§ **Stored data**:
--------

PR #141, opened 2022-08-09
Rename existing aperture functions.

ehpor:
I deprecated the old aperture function names `circular_aperture()` and others, to unify the naming scheme between all aperture creation functions to `make_*_aperture()`.

The deprecated functions are still available, but will spit out a DeprecationWarning upon use. These decorators are now included for more general use in HCIPy as well, for future deprecations (instead of doing this manually, as I used to do).

This is a draft pull request because of this *question:* should we change this to `make_circle()` and similar names and drop the "aperture" as well?


hcipy/aperture/generic.py
```diff
@@ -515,3 +516,27 @@ def make_hexagonal_segmented_aperture(num_rings, segment_flat_to_flat, gap_size,
 		segment_positions = segment_positions.subset(mask)
 
 	return make_segmented_aperture(segment, segment_positions, return_segments=return_segments)
+
```
syhaffert, line 519: Do we want to make them deprecated immediately? Or what until the next major tick?

syhaffert (dismissed):

hcipy/aperture/generic.py
syhaffert: Never mind this comment. I read the new decorator code and I approve.

ehpor:
@syhaffert @dsdoelman You also agree on not renaming these `make_circle()` and similar names? I'd rather not go through name changes twice for no reason. (Tagging David, cuz he reminded/strongly suggested me to make this change, finally.) I'd like both of your responses before merging.

hcipy/aperture/generic.py
ehpor: I'm aiming to have them deprecated for at least one minor release *and* for at least a year. I unofficially do (and have done) this for all breaking changes.

dsdoelman:
I like the 'aperture'. I would never change functions like 'make_keck_aperture()'  -> 'make_keck()', so why change the circular aperture? I know people use it to create all kind of shapes for focal plane masks, but perhaps we can just make both and point them to the same function?

syhaffert:
I think we should keep aperture. This has been the style since the beginning. And in the focal plane a mask is still an aperture, just in a different plane. But we could always add another function for overloading if people think it is too much typing.

ehpor:
Okay, Thanks to you both! I'll keep these names then. It's easy to add aliases in the future if we desire that. Full name changes was what I was worried about. Merging this after #140.

syhaffert (approved):
Looks good to me.

ehpor:
Actually, I forgot to rebase to fix the deprecation warnings due to #140 (https://github.com/ehpor/hcipy/pull/140#discussion_r948010783 and https://github.com/ehpor/hcipy/pull/140#discussion_r948011154). Let me do that, and then I need another approval @syhaffert . Sorry for that.

ehpor:
Done. @syhaffert

syhaffert (approved):
looks good to merge.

--------

§ **Task details**: Each line above that carries the string "changes" has to be returned.

§ **Answer for the task**:
@syhaffert @dsdoelman You also agree on not renaming these `make_circle()` and similar names? I'd rather not go through name changes twice for no reason. (Tagging David, cuz he reminded/strongly suggested me to make this change, finally.) I'd like both of your responses before merging.
ehpor: I'm aiming to have them deprecated for at least one minor release *and* for at least a year. I unofficially do (and have done) this for all breaking changes.
Okay, Thanks to you both! I'll keep these names then. It's easy to add aliases in the future if we desire that. Full name changes was what I was worried about. Merging this after #140.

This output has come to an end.